Before, I solved P4 by optimizing r1 and r2 separately with Sphere manifold and the exact penalty method worked well. I kept the orthonality by using the trick of null space. However, when using Stiefel Manifold, it does not converge with the increase of penalty factor m. I am just very confuse why it could happen.

Best regards,
Fengcheng Pei

[kellertuer]

Hi,
just two further short comments

I See that your r2 has to have a norm of 2, but both Stiefel (second column) or Sphere (second component) would yield norm 1, does that make a difference?
Besides that I am confused that P1 reads “max min” is that a typo?

orthonality by using the trick of null space.

I do not understand this in that shortage, since there might just be too many things called “trick”.

Overall I would probably prefer to go for P1 directly, I am not sure why you rephrase that.

Just as a side remark – If you want to have something to compare to, there is

• this add-on for Manopt in MATLAB https://github.com/losangle/Optimization-on-manifolds-with-extra-constraints – to do either EPM or ALM
• EPM https://manoptjl.org/stable/solvers/exact_penalty_method/ and ALM https://manoptjl.org/stable/solvers/augmented_Lagrangian_method/ in Manopt.jl (which I develop) in Julia

[Fengcheng-Pei]

Hi, just two further short comments

I See that your r2 has to have a norm of 2, but both Stiefel (second column) or Sphere (second component) would yield norm 1, does that make a difference? Besides that I am confused that P1 reads “max min” is that a typo?

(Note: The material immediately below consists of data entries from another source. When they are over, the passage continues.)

PR #668, opened 2024-02-22
Throw for setFiles on single inputs

jrandolf:


OrKoN (approved):

jgraham (approved):

jgraham:
Although, I just noticed that this entire bit assumes we can access properties on elements like `|element|["<code>property</code>"]`, which we just totally can't.

PR #669, opened 2024-02-22
Update property access in setFiles

jrandolf:


OrKoN (approved):

index.bs
```diff
@@ -10505,12 +10505,13 @@ The [=remote end steps=] given |session| and |command parameters| are:
 1. If |element| doesn't implement {{Element}}, return [=error=] with [=error code=]
    [=no such element=].
 
-1. If |element| doesn't implement {{HTMLInputElement}},
-   |element|["<code>type</code>"] is not "file", or
-   |element|["<code>disabled</code>"] is true, return [=error=] with [=error
-   code=] [=unable to set file input=].
+1. If |element| doesn't implement {{HTMLInputElement}}, |element|'s
+   <{input/type}> attribute is not "<code>file</code>", or |element|'s <{input/disabled}>
```
jgraham, line 10509: For disabled I think we should use https://html.spec.whatwg.org/#concept-fe-disabled

jgraham, line 10509: For the type attribute, we should maybe use https://html.spec.whatwg.org/#file-upload-state-(type=file) i.e. `|element is not in the [=file upload state=]`

index.bs
```diff
@@ -10505,12 +10505,13 @@ The [=remote end steps=] given |session| and |command parameters| are:
...
+   attribute is true, return [=error=] with [=error code=] [=unable to set file
+   input=].
 
-1. If the [=set/size=] of |files| is greater than 1 and |element|["multiple"] is
+1. If the [=set/size=] of |files| is greater than 1 and |element|'s
+   <{input/multiple}> attribute is
```
jgraham, line 10514: Instead of true/false I think we should use set/not set to match HTML.

jgraham (changes requested):

index.bs
```diff
@@ -10505,13 +10507,13 @@ The [=remote end steps=] given |session| and |command parameters| are:
 1. If |element| doesn't implement {{Element}}, return [=error=] with [=error code=]
    [=no such element=].
 
-1. If |element| doesn't implement {{HTMLInputElement}},
-   |element|["<code>type</code>"] is not "file", or
-   |element|["<code>disabled</code>"] is true, return [=error=] with [=error
-   code=] [=unable to set file input=].
+1. If |element| doesn't implement {{HTMLInputElement}}, |element|'s
+   <{input/type}> is in the [=File Upload state=], or |element| is [=disabled=],
```
jgraham, line 10511:
```suggestion
   <{input/type}> is not in the [=File Upload state=], or |element| is [=disabled=],
```

jgraham (approved):
Approved with change

Issue #635, opened 2024-01-09
Clarify `script.Target` behavior when both `realm` and `context` are provided  


Lightning00Blade:
The spec defines this behavior [here](https://w3c.github.io/webdriver-bidi/#get-a-realm-from-a-target)
Reading though it we first check for `context + ?sandbox` then for `realm` but as a user I may send both `context + realm`.
The can be done as an oversight as in sending `script.Source` for the `target` in `script.evaluate/script.callFunction`.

orthonality by using the trick of null space.

I do not understand this in that shortage, since there might just be too many things called “trick”.

Overall I would probably prefer to go for P1 directly, I am not sure why you rephrase that.

Just as a side remark – If you want to have something to compare to, there is

• this add-on for Manopt in MATLAB https://github.com/losangle/Optimization-on-manifolds-with-extra-constraints – to do either EPM or ALM
• EPM https://manoptjl.org/stable/solvers/exact_penalty_method/ and ALM https://manoptjl.org/stable/solvers/augmented_Lagrangian_method/ in Manopt.jl (which I develop) in Julia

Hi,

Thanks great a lot for your help! And I solved my problem, because I made a mistake with the dimension of the output of the optimization problem. However, I found that the simulation time of using Stiefel manifold was much longer than using Sphere manifold. Is it due to that the retraction steps of Stiefel manifold is more complex than Sphere manifold?

Best regards,
Fengcheng Pei

[kellertuer]

I still have not understood the “orthogonality trick”, but well – great that it works now!

“Much longer” is a bit vague and hard to tell. Does it take much more steps? Or the same number of steps?
Also it depends a lot on the choice of the retraction. Since one way to see them is as approximations of the exponential map, some might do that less accurately. On the sphere you probably do use the exponential map since that is easy enough to compute; on Stiefel there are several retractions available usually (but not exp).
The same of course for the inverse retraction (or logarithmic map).